START Records for the task
PR #554, opened 2023-07-16
Add region_name to S3StorageConfig

mars-lan:
### 🤔 Why?

It was missing before, which prevents users from specifying all S3 credentials via config files.

### 🤓 What?

As titled. Also updated README & added tests.

### 🧪 Tested?


alyiwang (approved):
LGTM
END Records for the task
▶ **Exercise requirements**
In the listing above, find the line with "It was missing", then copy it and every later line exactly, through the last line, and nothing else.

▶ **Answer below**
It was missing before, which prevents users from specifying all S3 credentials via config files.

### 🤓 What?

As titled. Also updated README & added tests.

### 🧪 Tested?


alyiwang (approved):
LGTM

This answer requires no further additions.